» What this task involves
Calculate how many lines of the data hold "uses". The answer consists of that number only.

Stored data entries
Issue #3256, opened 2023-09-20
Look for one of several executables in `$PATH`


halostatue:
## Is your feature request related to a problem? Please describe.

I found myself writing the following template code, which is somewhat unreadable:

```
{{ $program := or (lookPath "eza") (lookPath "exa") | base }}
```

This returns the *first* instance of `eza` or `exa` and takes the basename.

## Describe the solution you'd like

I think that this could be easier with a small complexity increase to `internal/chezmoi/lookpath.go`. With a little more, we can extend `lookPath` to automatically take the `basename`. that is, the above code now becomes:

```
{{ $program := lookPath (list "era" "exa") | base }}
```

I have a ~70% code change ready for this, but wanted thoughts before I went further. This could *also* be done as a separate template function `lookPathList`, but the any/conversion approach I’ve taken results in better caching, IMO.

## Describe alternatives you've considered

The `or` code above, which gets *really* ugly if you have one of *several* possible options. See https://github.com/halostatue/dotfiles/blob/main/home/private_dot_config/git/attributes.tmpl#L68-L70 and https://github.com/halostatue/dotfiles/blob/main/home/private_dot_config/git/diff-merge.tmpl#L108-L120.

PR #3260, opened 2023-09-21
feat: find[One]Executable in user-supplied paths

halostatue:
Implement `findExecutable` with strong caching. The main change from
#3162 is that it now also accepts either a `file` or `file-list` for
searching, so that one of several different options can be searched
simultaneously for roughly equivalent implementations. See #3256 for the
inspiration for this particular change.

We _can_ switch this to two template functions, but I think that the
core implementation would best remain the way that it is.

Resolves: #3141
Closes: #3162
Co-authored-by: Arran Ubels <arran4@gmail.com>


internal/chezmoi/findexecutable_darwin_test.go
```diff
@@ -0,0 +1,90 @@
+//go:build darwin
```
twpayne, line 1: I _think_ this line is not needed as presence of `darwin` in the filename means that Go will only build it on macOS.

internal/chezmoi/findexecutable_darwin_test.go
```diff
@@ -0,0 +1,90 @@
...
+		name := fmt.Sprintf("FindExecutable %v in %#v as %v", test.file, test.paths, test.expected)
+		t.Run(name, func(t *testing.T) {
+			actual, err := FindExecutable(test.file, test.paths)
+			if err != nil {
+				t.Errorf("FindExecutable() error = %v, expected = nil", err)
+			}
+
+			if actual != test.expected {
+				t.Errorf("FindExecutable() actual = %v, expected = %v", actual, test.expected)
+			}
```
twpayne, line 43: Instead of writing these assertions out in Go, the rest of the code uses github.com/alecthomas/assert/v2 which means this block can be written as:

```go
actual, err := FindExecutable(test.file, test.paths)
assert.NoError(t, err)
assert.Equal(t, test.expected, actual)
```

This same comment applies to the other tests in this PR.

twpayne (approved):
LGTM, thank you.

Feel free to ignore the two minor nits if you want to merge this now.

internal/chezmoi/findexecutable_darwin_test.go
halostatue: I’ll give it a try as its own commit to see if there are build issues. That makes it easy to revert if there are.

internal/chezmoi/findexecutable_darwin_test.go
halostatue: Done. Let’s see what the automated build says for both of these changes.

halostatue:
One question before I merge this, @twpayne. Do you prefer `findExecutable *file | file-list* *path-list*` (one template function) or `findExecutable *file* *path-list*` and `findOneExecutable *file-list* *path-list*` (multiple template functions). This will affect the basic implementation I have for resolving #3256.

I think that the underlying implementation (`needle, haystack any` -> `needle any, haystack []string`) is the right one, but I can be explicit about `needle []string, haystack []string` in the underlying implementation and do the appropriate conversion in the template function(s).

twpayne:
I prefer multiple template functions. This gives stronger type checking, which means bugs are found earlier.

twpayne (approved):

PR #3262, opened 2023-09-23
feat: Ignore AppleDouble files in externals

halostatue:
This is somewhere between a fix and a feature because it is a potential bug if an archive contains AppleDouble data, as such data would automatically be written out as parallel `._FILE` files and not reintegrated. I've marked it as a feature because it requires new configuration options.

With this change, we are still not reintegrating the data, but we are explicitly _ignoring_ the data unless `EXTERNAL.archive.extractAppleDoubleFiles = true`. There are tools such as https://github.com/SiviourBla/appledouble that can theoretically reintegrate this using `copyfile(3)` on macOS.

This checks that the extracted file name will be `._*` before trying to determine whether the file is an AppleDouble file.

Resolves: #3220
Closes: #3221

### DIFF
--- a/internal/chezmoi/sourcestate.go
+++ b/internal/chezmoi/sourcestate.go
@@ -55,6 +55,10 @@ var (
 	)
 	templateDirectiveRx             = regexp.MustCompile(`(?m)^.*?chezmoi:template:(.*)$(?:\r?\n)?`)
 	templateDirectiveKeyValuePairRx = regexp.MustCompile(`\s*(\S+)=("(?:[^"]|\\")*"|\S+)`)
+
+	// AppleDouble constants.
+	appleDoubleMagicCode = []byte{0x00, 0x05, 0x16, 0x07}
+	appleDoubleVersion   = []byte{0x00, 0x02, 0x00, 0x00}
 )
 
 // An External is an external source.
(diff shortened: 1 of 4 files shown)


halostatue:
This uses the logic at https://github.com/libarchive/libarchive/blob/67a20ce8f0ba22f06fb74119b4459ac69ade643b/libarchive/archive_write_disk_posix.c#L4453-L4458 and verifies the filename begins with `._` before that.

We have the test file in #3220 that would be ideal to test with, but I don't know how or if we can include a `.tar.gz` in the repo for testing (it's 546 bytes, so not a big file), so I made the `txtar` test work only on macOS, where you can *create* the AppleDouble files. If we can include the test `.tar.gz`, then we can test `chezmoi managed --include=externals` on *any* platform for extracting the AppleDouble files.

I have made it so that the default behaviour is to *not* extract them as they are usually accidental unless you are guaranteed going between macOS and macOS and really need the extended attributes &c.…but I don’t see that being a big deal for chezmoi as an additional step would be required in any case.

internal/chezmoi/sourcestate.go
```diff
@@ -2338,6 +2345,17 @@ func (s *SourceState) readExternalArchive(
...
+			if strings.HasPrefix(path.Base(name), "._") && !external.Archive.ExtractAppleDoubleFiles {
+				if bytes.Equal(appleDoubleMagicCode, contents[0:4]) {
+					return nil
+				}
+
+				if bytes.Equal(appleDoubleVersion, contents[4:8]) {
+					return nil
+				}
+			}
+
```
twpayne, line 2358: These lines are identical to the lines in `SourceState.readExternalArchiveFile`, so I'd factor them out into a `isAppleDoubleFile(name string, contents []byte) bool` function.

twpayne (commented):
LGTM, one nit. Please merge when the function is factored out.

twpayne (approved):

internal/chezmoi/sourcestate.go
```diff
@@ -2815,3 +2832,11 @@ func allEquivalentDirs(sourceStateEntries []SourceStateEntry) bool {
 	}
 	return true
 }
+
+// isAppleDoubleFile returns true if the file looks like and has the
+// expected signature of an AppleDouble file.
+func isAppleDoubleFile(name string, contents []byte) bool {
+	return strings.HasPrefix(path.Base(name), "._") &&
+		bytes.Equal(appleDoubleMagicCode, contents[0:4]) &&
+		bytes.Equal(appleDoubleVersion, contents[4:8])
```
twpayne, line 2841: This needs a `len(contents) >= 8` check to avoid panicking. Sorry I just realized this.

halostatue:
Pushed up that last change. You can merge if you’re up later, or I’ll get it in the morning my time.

» Finished task
2